# Identify these old hand planes? Good deal?



## phillsam (Jan 21, 2013)

Hi guys, I have been looking at picking up an older plane off of craigslist. I found an ad for two older ones but the seller doesn't know much about them. I need your help to tell to identify the wooden one and how much should i offer? This is what the ad says

"Two antique wood planes. Metal one a Bailey No. 5. The other a wooden one 16" l x 2 1/2 h x 2 3/4 w. Had them for display. Selling both together for $40."


----------



## Smitty_Cabinetshop (Mar 26, 2011)

Both are jack planes, the top a 'woodie' (of course) and the bottom one appears to be a pre-war Stanley (as you stated). The woodie, assuming it's not unique and the vast majority of them are not, is $5-$10 typically. That leaves $30 for the Stanley jack. With a busted tote, part missing too, and a chip off the lever cap 'lever,' it appears the tool has seen a bit of abuse. So check for cracks around the mouth (underside) and along the sides as well. Knob looks fine in the pic, appears to have the lateral adjuster too, which is good. Possibly a T11, a common favorite user.
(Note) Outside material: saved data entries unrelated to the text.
Issue #1847, opened 2018-12-14
Missing nested optional array transformed into hash with declared method


hyunskang:
grape `v1.1.0`
ruby `v2.4.4`

API definition:
``` ruby
params do
    requires :obj, type: Hash, allow_blank: false do
    requires :id, type: Integer, allow_blank: false
    optional :arr, type: Array, allow_blank: true do
      requires :k, type: String, allow_blank: false
      requires :v, type: String, allow_blank: false
    end
  end
end
put '/results' do
  present(declared(params))
end
```

Request body:
``` JSON
{ 
    "obj": { 
        "id": 1 
    } 
}
```

Response body:
``` JSON
{
    "obj": {
        "id": 1,
        "arr": {
            "k": null,
            "v": null
        }
    }
}
```

When nested array is missing from the request, `declared` transforms it into a Hash with `nil` values. 
I would expect it to return `nil` or an empty array. It looks like there was an issue opened for it, but the specs written for it do not seem to be testing the issue. https://github.com/ruby-grape/grape/issues/1642

dnesteryuk:
@kadotami fixed this issue in https://github.com/ruby-grape/grape/pull/2043 :tada:

PR #1848, opened 2018-12-14
update existing spec to test correct behavior of missing nested array

hyunskang:
Modifies existing test for nested arrays to verify that the key is mapped to an Array object. Test fails because `declared` transforms the missing Array params into a Hash.

Related Issue: https://github.com/ruby-grape/grape/issues/1847


dnesteryuk:
@hyunskang thank you for this PR :clap:  A similar test was added in https://github.com/ruby-grape/grape/pull/2043

Issue #1846, opened 2018-12-14
Validator proposal: same_as


glaucocustodio:
Hi folks, I just added a custom validator (`same_as`) to my app and I would like to know whether it would be welcome to grape itself:

```ruby
resources :passwords do
  params do
    requires :current_password, allow_blank: false
    requires :password, allow_blank: false
    requires :password_confirmation, allow_blank: false, same_as: :password
  end
  post do
  end
end
```

Thanks.

myxoh:
Can you think of any other example in which it would be useful other that the `password` `password_confirmation`? 
I've spent some time trying to think of alternative use cases and I'm having a hard time. If there aren't any it seems to be as a bit of an overkill to have a validator for just one use case, especially as there are plenty of libraries that handle this specific validation at the model level (arguably it'd be better at a param level, but seems to niche)

I'll let @dblock make the final call

glaucocustodio:
I can only think in confirmation cases like email and password. Anyway I would say it is worth to have common validators built-in like this one and some others like `length`. Those are very small, isolated (one file) and nice to have.

glaucocustodio:
I am closing because it was implemented on PR #1850.

PR #1850, opened 2018-12-17
Add same_as validator

glaucocustodio:
Implements https://github.com/ruby-grape/grape/issues/1846.


spec/spec_helper.rb
```diff
@@ -20,6 +20,7 @@
   config.include Rack::Test::Methods
   config.include Spec::Support::Helpers
   config.raise_errors_for_deprecations!
+  config.filter_run_when_matching :focus
```
glaucocustodio: This line is out of the scope from this PR,  but I find it to be very useful. Can we keep?

dblock:
Great stuff, merged. You can take this from here and make `greater_than`, `less_than`, etc.?

dblock:
No, because I mean it should be relative to another value, eg.

```ruby
params do
   requires :first
   requires :last, greater_than: :first
end
```

dblock:
Related, it might make sense to extract some of these validators into separate gems at some point. We could have a whole bunch of mathematical validators, password strength validators, etc.

glaucocustodio:
Ok, I thought you were talking about length.. Gt/Lt make sense in this case.

I agree with the idea of extracting validators in another gem in the future..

They're not rare, and are very usuable. But typically can be found for $25 or so.


----------



## donwilwol (May 16, 2011)

You're probably not going to identify the wooden plane from this photo. You'll need to see if you can find marking on it either in the front or on the iron. Even then it may be iffy. Its a wood foreplane, and looks in fair shape. You could most likely get it to work if that was your goal.

It's pretty much, how much do you want to pay for them. I usually pay about $10 each for the wood bodies, but they often go for much more.

The #5 would be worth about $20 to me, if i was looking for one. Type and condition will vary the price.

$40 for the 2 isn't bad, but its not a steal either, but it also depends on where you are located. Some locations have a much more abundance of vintage tools than others.


----------



## Loren (May 30, 2008)

A good deal? no.

See these recent ebay sales of comparable iron #5 Bailey planes.

http://www.ebay.com/itm/Bailey-Hand-Plane-No-5-mixed-with-Stanley-Parts-too-/380524079740?pt=LH_DefaultDomain_0&hash=item589900aa7c

http://www.ebay.com/itm/STANLEY-PLANE-BAILEY-NO-5-/221149159862?pt=LH_DefaultDomain_0&hash=item337d8461b6

Unless you want a display piece, I recommend not acquiring
old wooden bench planes.


----------



## Smitty_Cabinetshop (Mar 26, 2011)

+1 to Don's detail, re: the woodie. Jack or fore, and the length is pretty darn close, it can be used and some (like Superdave) love them. Bench should be lower than normal with woodies in use. I can't get the hang of them; they always clog with shavings 'cept a jack I have that has a Wide Open Mouth…


----------